Din dersi zorunlu olsun
-  Katılımcılara, “Din Kültürü ve Ahlak Bilgisi dersleri hakkında aşağıdaki görüşlerden hangisine katılıyorsunuz” sorusu yöneltildi. Yüzde 50,1’i “zorunlu olmalıdır”, yüzde 46,3’ü “seçmeli olmalıdır” derken, yüzde 3,6’sı “kaldırılmalıdır” yanıtını verdi. CHP seçmeninin yüzde 64,9’u “seçmeli olmalıdır”, Ak Parti seçmeninin de yüzde 64,5’i “zorunlu olmalıdır” yanıtını verdi. Araştırmaya katılanların yüzde 76,9’u din dersinde Sünni Müslümanlık dışı din ve mezheplerin öğretilmesi gerektiğini söyledi.
-  Araştırmaya katılanlara, “Devlet, tüm özgürlükler ve başörtüsü, cinsel yönelik gibi her türlü kişisel tercihler karşısında tarafsız kalmalıdır” önermesi yöneltildi. Araştırmaya katılanlardan yüzde 50,3’ü “doğru”, yüzde 19,3’ü ise “kesinlikle doğru” dedi.

Kamu çalışanı örtünebilmeli
-  Katılımcıların yüzde 72,3’ü vatandaşların grup, kültürel kimlik ya da cemaatler olarak yaşayabilme özgürlüklerinin tanınması gerektiğini savundu. Araştırmaya katılanların yüzde 76,3’ü öğretmen, hâkim gibi tüm kamu çalışanları da içinde olmak üzere örtünmek isteyenlerin örtünebileceğini belirtti. CHP seçmeninin yüzde 51’i bu önermeye karşı çıkarken, Ak Parti seçmeninin yüzde 95’i öneriyi destekledi.

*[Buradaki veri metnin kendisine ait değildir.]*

PR #3119, opened 2021-04-26
Fix #2427: Create LogoutDialogFragment

### LINKED ISSUE #2427: Logout Dialog disappears on orientation change

ArpitShukIa:
## Explanation
Fixes #2427: I created a new DialogFragment replacing the old AlertDialog in AdministratorControlsAccountActionsViewModel and removed the IntentFactoryShim dependency as it is no longer being used. Also added test for the fix.

### Test Results:
Robolectric:
image

Expresso:
image

## Checklist

### DIFF
--- a/app/src/main/java/org/oppia/android/app/administratorcontrols/AdministratorControlsActivity.kt
+++ b/app/src/main/java/org/oppia/android/app/administratorcontrols/AdministratorControlsActivity.kt
@@ -16,6 +16,7 @@ const val SELECTED_CONTROLS_TITLE_SAVED_KEY =
 const val LAST_LOADED_FRAGMENT_KEY = "LAST_LOADED_FRAGMENT_KEY"
 const val PROFILE_LIST_FRAGMENT = "PROFILE_LIST_FRAGMENT"
 const val APP_VERSION_FRAGMENT = "APP_VERSION_FRAGMENT"
+const val LOGOUT_DIALOG_FRAGMENT = "LOGOUT_DIALOG_FRAGMENT"
 
 /** Activity for Administrator Controls. */
 class AdministratorControlsActivity :
@@ -23,7 +24,8 @@ class AdministratorControlsActivity :
   RouteToProfileListListener,
   RouteToAppVersionListener,
   LoadProfileListListener,
-  LoadAppVersionListener {
+  LoadAppVersionListener,
+  ShowLogoutDialogListener {
   @Inject
   lateinit var administratorControlsActivityPresenter: AdministratorControlsActivityPresenter
   private lateinit var lastLoadedFragment: String
@@ -79,6 +81,10 @@ class AdministratorControlsActivity :
     administratorControlsActivityPresenter
       .setExtraControlsTitle(getString(R.string.administrator_controls_app_version))
     administratorControlsActivityPresenter.loadAppVersion()
+  }
+
+  override fun showLogoutDialog() {
+    LogoutDialogFragment.newInstance().showNow(supportFragmentManager, LOGOUT_DIALOG_FRAGMENT)
   }
 
   override fun onSaveInstanceState(outState: Bundle) {
--- a/app/src/main/java/org/oppia/android/app/administratorcontrols/AdministratorControlsActivity.kt
+++ b/app/src/main/java/org/oppia/android/app/administratorcontrols/AdministratorControlsActivity.kt
@@ -84,7 +84,7 @@ class AdministratorControlsActivity :
 
   override fun showLogoutDialog() {
     LogoutDialogFragment.newInstance()
-      .showNow(supportFragmentManager, LogoutDialogFragment.LOGOUT_DIALOG_FRAGMENT)
+      .showNow(supportFragmentManager, LogoutDialogFragment.TAG_LOGOUT_DIALOG_FRAGMENT)
   }
 
   override fun onSaveInstanceState(outState: Bundle) {
--- a/app/src/main/java/org/oppia/android/app/administratorcontrols/AdministratorControlsActivity.kt
+++ b/app/src/main/java/org/oppia/android/app/administratorcontrols/AdministratorControlsActivity.kt
@@ -16,7 +16,6 @@ const val SELECTED_CONTROLS_TITLE_SAVED_KEY =
 const val LAST_LOADED_FRAGMENT_KEY = "LAST_LOADED_FRAGMENT_KEY"
 const val PROFILE_LIST_FRAGMENT = "PROFILE_LIST_FRAGMENT"
 const val APP_VERSION_FRAGMENT = "APP_VERSION_FRAGMENT"
-const val LOGOUT_DIALOG_FRAGMENT = "LOGOUT_DIALOG_FRAGMENT"
 
 /** Activity for Administrator Controls. */
 class AdministratorControlsActivity :
@@ -84,7 +83,8 @@ class AdministratorControlsActivity :
   }
 
   override fun showLogoutDialog() {
-    LogoutDialogFragment.newInstance().showNow(supportFragmentManager, LOGOUT_DIALOG_FRAGMENT)
+    LogoutDialogFragment.newInstance()
+      .showNow(supportFragmentManager, LogoutDialogFragment.LOGOUT_DIALOG_FRAGMENT)
   }
 
   override fun onSaveInstanceState(outState: Bundle) {
--- a/app/src/main/java/org/oppia/android/app/administratorcontrols/LogoutDialogFragment.kt
+++ b/app/src/main/java/org/oppia/android/app/administratorcontrols/LogoutDialogFragment.kt
@@ -1,0 +1,25 @@
+package org.oppia.android.app.administratorcontrols
+
+import android.app.Dialog
+import android.os.Bundle
+import androidx.appcompat.app.AlertDialog
+import androidx.fragment.app.DialogFragment
+import org.oppia.android.R
+import org.oppia.android.app.profile.ProfileChooserActivity
+
+/** [DialogFragment] that gives option to either cancel or logout from current profile. */
+class LogoutDialogFragment : DialogFragment() {
+
+  override fun onCreateDialog(savedInstanceState: Bundle?): Dialog {
+    return AlertDialog.Builder(requireContext(), R.style.AlertDialogTheme)
+      .setMessage(R.string.log_out_dialog_message)
+      .setNegativeButton(R.string.log_out_dialog_cancel_button) { dialog, _ ->
+        dialog.dismiss()
+      }
+      .setPositiveButton(R.string.log_out_dialog_okay_button) { _, _ ->
+        // TODO(#762): Replace [ProfileChooserActivity] to [LoginActivity] once it is added.
+        val intent = ProfileChooserActivity.createProfileChooserActivity(activity!!)
+        startActivity(intent)
+      }.create()
+  }
+}
--- a/app/src/main/java/org/oppia/android/app/administratorcontrols/LogoutDialogFragment.kt
+++ b/app/src/main/java/org/oppia/android/app/administratorcontrols/LogoutDialogFragment.kt
@@ -10,6 +10,12 @@ import org.oppia.android.app.profile.ProfileChooserActivity
 /** [DialogFragment] that gives option to either cancel or logout from current profile. */
 class LogoutDialogFragment : DialogFragment() {
 
+  companion object {
+    fun newInstance(): LogoutDialogFragment {
+      return LogoutDialogFragment()
+    }
+  }
+
   override fun onCreateDialog(savedInstanceState: Bundle?): Dialog {
     return AlertDialog.Builder(requireContext(), R.style.AlertDialogTheme)
       .setMessage(R.string.log_out_dialog_message)
--- a/app/src/main/java/org/oppia/android/app/administratorcontrols/LogoutDialogFragment.kt
+++ b/app/src/main/java/org/oppia/android/app/administratorcontrols/LogoutDialogFragment.kt
@@ -7,7 +7,7 @@ import androidx.fragment.app.DialogFragment
 import org.oppia.android.R
 import org.oppia.android.app.profile.ProfileChooserActivity
 
-/** [DialogFragment] that gives option to either cancel or logout from current profile. */
+/** [DialogFragment] that gives option to either cancel or log out from current profile. */
 class LogoutDialogFragment : DialogFragment() {
 
   companion object {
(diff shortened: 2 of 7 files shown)


ArpitShukIa:
@rt4914 PTAL.

ArpitShukIa:
The bazel checks are failing. Probably because LogoutDialogFragment is not visible to AdministratorControlsAccountActionsViewModel.
How to fix this?

rt4914:
Will review it once it gets review by @prayutsu or @FareesHussain

app/src/main/java/org/oppia/android/app/administratorcontrols/administratorcontrolsitemviewmodel/AdministratorControlsAccountActionsViewModel.kt
```diff
@@ -1,29 +1,21 @@
...
-      }
-      .setPositiveButton(R.string.log_out_dialog_okay_button) { _, _ ->
-        // TODO(#762): Replace [ProfileChooserActivity] to [LoginActivity] once it is added.
-        val intent = intentFactoryShim.createProfileChooserActivityIntent(fragment.activity!!)
-        intent.addFlags(Intent.FLAG_ACTIVITY_CLEAR_TOP)
-        fragment.activity!!.startActivity(intent)
-        fragment.activity!!.finish()
-      }.create().show()
+    LogoutDialogFragment().showNow(
+      fragment.requireActivity().supportFragmentManager,
```
prayutsu: In the future, we may probably want to add other logic with LogoutDialogFragment, so suggest making a method to provide the LogOutDialogFragment instance inside a Companion Object. You can see other DialogFragment for reference.

app/src/main/java/org/oppia/android/app/administratorcontrols/LogoutDialogFragment.kt
```diff
@@ -0,0 +1,25 @@
...
+import android.app.Dialog
+import android.os.Bundle
+import androidx.appcompat.app.AlertDialog
+import androidx.fragment.app.DialogFragment
+import org.oppia.android.R
+import org.oppia.android.app.profile.ProfileChooserActivity
+
+/** [DialogFragment] that gives option to either cancel or logout from current profile. */
+class LogoutDialogFragment : DialogFragment() {
+
```
prayutsu, line 12: Not sure, but shouldn't the letter 'o' be uppercase?

@rt4914 @ArpitShukIa WDYT?

prayutsu (changes requested):
Left some comments. PTAL @ArpitShukIa

app/src/main/java/org/oppia/android/app/administratorcontrols/administratorcontrolsitemviewmodel/AdministratorControlsAccountActionsViewModel.kt
ArpitShukIa: Done

app/src/main/java/org/oppia/android/app/administratorcontrols/LogoutDialogFragment.kt
ArpitShukIa: Which 'o'?
Do you mean "LogOutDialogFragment"?

app/src/main/java/org/oppia/android/app/administratorcontrols/administratorcontrolsitemviewmodel/AdministratorControlsAccountActionsViewModel.kt
```diff
@@ -1,29 +1,21 @@
 package org.oppia.android.app.administratorcontrols.administratorcontrolsitemviewmodel
 
-import android.content.Intent
-import androidx.appcompat.app.AlertDialog
 import androidx.fragment.app.Fragment
-import org.oppia.android.R
-import org.oppia.android.app.shim.IntentFactoryShim
+import androidx.lifecycle.ViewModel
+import org.oppia.android.app.administratorcontrols.AdministratorControlsFragment
```
FareesHussain: It looks like a unused import (ktlint might have ignored it as it is used in the KDoc)

FareesHussain (changes requested):
@ArpitShukIa Implementation LGTM,

PTAL there is a bazel build error.

As `AdministratorControlsAccountActionsViewModel` no longer imports the resources move it from [VIEW_MODELS_WITH_RESOURCE_IMPORTS](https://github.com/oppia/oppia-android/blob/develop/app/BUILD.bazel#L128) to [VIEW_MODELS](https://github.com/oppia/oppia-android/blob/develop/app/BUILD.bazel#L157) source set to optimize the build but this doesn't solve the bazel error, as we don't have Activities or Fragments in the viewmodels so far there is no `dep` added to the [view_models](https://github.com/oppia/oppia-android/blob/develop/app/BUILD.bazel#L554) target. 

To fix this we need to add the `:app` dep to the `:view_models` but this is definitely not a  good practice.

I suggest creating a new Listner and use the LogoutDialogFragment within the AdministratorControlsActivity or AdministratorControlsFragment

@BenHenning WDYT?

app/src/main/java/org/oppia/android/app/administratorcontrols/administratorcontrolsitemviewmodel/AdministratorControlsAccountActionsViewModel.kt
ArpitShukIa: What's to be done here?

ArpitShukIa: Removed them

FareesHussain: Thanks, you can resolve this now

FareesHussain (approved):
LGTM, Thanks

app/src/main/java/org/oppia/android/app/administratorcontrols/LogoutDialogFragment.kt
prayutsu: Yes, I meant LogOutDialogFragment but I am not really sure if we want to change it or not.

prayutsu (approved):
LGTM, Thanks @ArpitShukIa

app/src/main/java/org/oppia/android/app/administratorcontrols/administratorcontrolsitemviewmodel/AdministratorControlsAccountActionsViewModel.kt
prayutsu: This can be resolved now :)

BenHenning:
Sorry, I think I'll need to take a pass on this tomorrow, but I can follow up to the comment above now.

app/src/main/java/org/oppia/android/app/administratorcontrols/LogoutDialogFragment.kt
BenHenning: The noun form is correct here (i.e. this is the dialog where logouts occur). The documentation should say 'log out' since the verb form is the action the user is taking. Another way to check: methods almost certainly should be logOut since they are verb phrases, and classes will usually be logout since they are noun phrases.

BenHenning:
> @ArpitShukIa Implementation LGTM,
> 
> PTAL there is a bazel build error.
> 
> As `AdministratorControlsAccountActionsViewModel` no longer imports the resources move it from [VIEW_MODELS_WITH_RESOURCE_IMPORTS](https://github.com/oppia/oppia-android/blob/develop/app/BUILD.bazel#L128) to [VIEW_MODELS](https://github.com/oppia/oppia-android/blob/develop/app/BUILD.bazel#L157) source set to optimize the build but this doesn't solve the bazel error, as we don't have Activities or Fragments in the viewmodels so far there is no `dep` added to the [view_models](https://github.com/oppia/oppia-android/blob/develop/app/BUILD.bazel#L554) target.
> 
> To fix this we need to add the `:app` dep to the `:view_models` but this is definitely not a good practice.
> 
> I suggest creating a new Listner and use the LogoutDialogFragment within the AdministratorControlsActivity or AdministratorControlsFragment
> 
> @BenHenning WDYT?

I agree with moving this out of the resources view model list if R is no longer needed. Regarding the dependency, I'm fairly certain you can't add :app to :view_models since that will likely result in a circular dependency.

I'm not sure I'm following what the need for the listener is. What specific problem do you see here @FareesHussain?

FareesHussain:
> I'm not sure I'm following what the need for the listener is. What specific problem do you see here @FareesHussain?

https://github.com/oppia/oppia-android/runs/2445936672

Before using the listener. the `AdministratorControlsAccountActionsViewModel` imports the LogoutDialogFragment. I had a look into the error and found that the LogoutDialogFragment comes under the `:app` target, I noticed none of the other viewmodels have imported from the `:app` target so to fix the Bazel error, I suggested adding a listener inorder to call the `showLogoutDialog` function. I'm not sure if there is any other way to fix it.

app/src/main/java/org/oppia/android/app/administratorcontrols/LogoutDialogFragment.kt
prayutsu: Sounds good, thanks for the clarification @BenHenning.
This can be resolved now.

ArpitShukIa: > The documentation should say 'log out' since the verb form is the action the user is taking

Fixed it.

BenHenning:
Ah I see, thanks for clarifying @FareesHussain. Yes, that seems like the correct way to solve this since the interface provides indirection (plus it's a bit cleaner not to directly interact with the activity/fragment lifecycles except at in that activity or fragment implementation class).

BenHenning:
I'm actually going to take a pass on just my codeowners here (presumably Bazel) after @rt4914 has a chance to review it in case there are any big changes.

app/src/main/java/org/oppia/android/app/administratorcontrols/AdministratorControlsActivity.kt
```diff
@@ -16,14 +16,16 @@ const val SELECTED_CONTROLS_TITLE_SAVED_KEY =
 const val LAST_LOADED_FRAGMENT_KEY = "LAST_LOADED_FRAGMENT_KEY"
 const val PROFILE_LIST_FRAGMENT = "PROFILE_LIST_FRAGMENT"
 const val APP_VERSION_FRAGMENT = "APP_VERSION_FRAGMENT"
+const val LOGOUT_DIALOG_FRAGMENT = "LOGOUT_DIALOG_FRAGMENT"
```
rt4914: This tag should be shifted to `LogoutDialogFragment` companion object and then it should be used wherever requried.

app/src/main/java/org/oppia/android/app/administratorcontrols/LogoutDialogFragment.kt
```diff
@@ -0,0 +1,31 @@
...
+  }
+
+  override fun onCreateDialog(savedInstanceState: Bundle?): Dialog {
+    return AlertDialog.Builder(requireContext(), R.style.AlertDialogTheme)
+      .setMessage(R.string.log_out_dialog_message)
+      .setNegativeButton(R.string.log_out_dialog_cancel_button) { dialog, _ ->
+        dialog.dismiss()
+      }
+      .setPositiveButton(R.string.log_out_dialog_okay_button) { _, _ ->
+        // TODO(#762): Replace [ProfileChooserActivity] to [LoginActivity] once it is added.
```
rt4914: This TODO is not needed here. You can remove this.

rt4914 (approved):
LGTM, thanks.

app/src/main/java/org/oppia/android/app/administratorcontrols/AdministratorControlsActivity.kt
ArpitShukIa: Done

app/src/main/java/org/oppia/android/app/administratorcontrols/LogoutDialogFragment.kt
ArpitShukIa: Done

app/src/main/java/org/oppia/android/app/administratorcontrols/ShowLogoutDialogListener.kt
```diff
@@ -0,0 +1,6 @@
+package org.oppia.android.app.administratorcontrols
+
+/** Listener for when an activity should show [LogoutDialogFragment]. */
```
BenHenning: Suggest: ``Listener for when the logout dialog should be shown.``

app/src/main/java/org/oppia/android/app/administratorcontrols/ShowLogoutDialogListener.kt
```diff
@@ -0,0 +1,6 @@
...
+interface ShowLogoutDialogListener {
+  fun showLogoutDialog()
```
BenHenning, line 7: This should have a KDoc, too, such as: ``Shows the logout dialog. This cannot be called at times when there's an ongoing fragment transaction.`` (the latter providing some context on when it's valid to call this).

BenHenning (changes requested):
Thanks @ArpitShukIa! Generally LGTM for Bazel changes, but had 2 nit comments to address before approving.

app/src/main/java/org/oppia/android/app/administratorcontrols/ShowLogoutDialogListener.kt
ArpitShukIa: Done

app/src/main/java/org/oppia/android/app/administratorcontrols/ShowLogoutDialogListener.kt
ArpitShukIa: Done

ArpitShukIa:
@BenHenning I have committed the requested changes. PTAL.

BenHenning (approved):
Thanks @ArpitShukIa. LGTM for codeowners.

BenHenning:
The Bazel issues are existing problems and are unrelated to this PR, so merging this as-is.

PR #3147, opened 2021-04-30
Fixes #3145: ExplorationActivityTest failing tests fixed

### LINKED ISSUE #3145: Audio related tests failing on espresso
`testAudioWithNoVoiceover_openPrototypeExploration_checkAudioButtonIsHidden`
`testAudioWithNoVoiceover_openPrototypeExploration_configurationChange_checkAudioButtonIsHidden`

Above mentioned tests are failing on Espresso. The implementation should be updated such that all these tests pass.

The tests are failing mostly because of commit: https://github.com/oppia/oppia-android/commit/cb1ddc81006bc599a8f527b1f67e6b1522fef362

where we. have changed the proto/json files.

rt4914:
## Explanation

Fixes #3145 

The two tests were failing because the `createVoiceoverMappingsFromJson` was returning map for empty `content-ids` too.

This PR updates the implementation to check if `voiceover/contentid` json is empty then do not add that as `Voiceover` to the map.

## Screenshot
In current develop the `audio` icon is available in toolbar in all explorations. The below screenshot shows that it is no more visible for for states which do not contain audio.
  

Screenshot 2021-04-30 at 11 50 37 AM

Screenshot 2021-05-04 at 7 15 08 PM

## Checklist


domain/src/main/java/org/oppia/android/domain/util/StateRetriever.kt
```diff
@@ -191,17 +191,21 @@ class StateRetriever @Inject constructor() {
   private fun createVoiceoverMappingsFromJson(
     recordedVoiceovers: JSONObject
   ): Map<String, VoiceoverMapping> {
+    val voiceoverMappingMap = HashMap<String, VoiceoverMapping>()
     val voiceoverMappingJson = recordedVoiceovers.getJSONObject("voiceovers_mapping")
-    return voiceoverMappingJson.keys().asSequence().associateWith { contentId ->
+    voiceoverMappingJson.keys().asSequence().associateWith { contentId ->
```
BenHenning: Could we maybe just add a filter on the map to filter out content IDs that map to empty voiceover mappings? Prefer not using a mutable map with a non-mutable map construction; this is a bit hard to follow and I suspect may be confusing in the future.

BenHenning (changes requested):
Thanks @rt4914 & nice catch. I would ask for a test to be added, but given this is temporary code I think time is better spent not bothering if ExplorationActivityTest confirms the fix.

Just have 1 comment to address--PTAL.

domain/src/main/java/org/oppia/android/domain/util/StateRetriever.kt
rt4914: PTAL at updated logic.

domain/src/main/java/org/oppia/android/domain/util/StateRetriever.kt
```diff
@@ -192,7 +192,9 @@ class StateRetriever @Inject constructor() {
     recordedVoiceovers: JSONObject
   ): Map<String, VoiceoverMapping> {
     val voiceoverMappingJson = recordedVoiceovers.getJSONObject("voiceovers_mapping")
-    return voiceoverMappingJson.keys().asSequence().associateWith { contentId ->
+    return voiceoverMappingJson.keys().asSequence().filter { contentId ->
+      voiceoverMappingJson.getJSONObject(contentId).length() != 0
```
BenHenning, line 196: Probably not the most efficient, but it seems like a reasonable stop-gap.

BenHenning (approved):
Thanks @rt4914. LGTM!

-  Araştırmaya katılanların yüzde 82,1’i hak ve özgürlüklerin şiddet ve nefret amaçlı kullanıldığı takdirde sınırlandırılabileceğini, yüzde 68,6’sı ise “genel ahlak” söz konusu olduğunda sınırlandırılabileceğini söyledi.
-  Katılımcıların yüzde 84,3’ü cumhurbaşkanı, hükümet ve ordu dahil hiçbir kurumun yargı denetimi dışında bırakılamayacağını söyledi, yüzde 45,4’ü “Devletin itibarı ve çıkarı söz konusu olduğunda yargı bireyin karşısında devletin tarafını tutabilmelidir” önermesine olumlu yanıt verdi. Yüzde 86,7’si  yargının devleti değil bireyi koruması gerektiğini söyledi.
-  Araştırmaya katılanların yüzde 42,1’i seçim barajının yüzde 4’e düşürülmesine karşı çıkarken, yüzde 37,1’i barajın düşürülmesini talep etti.  BDP seçmeninin yüzde 88’i barajın düşürülmesini isterken, MHP seçmeninin yüzde 55,3’ü buna karşı çıktı.  Katılımcıların yüzde 61,1’i siyasi partilerin şiddetle açıkça ilişkisi bulunması dışında kapatılmasına karşı çıktı.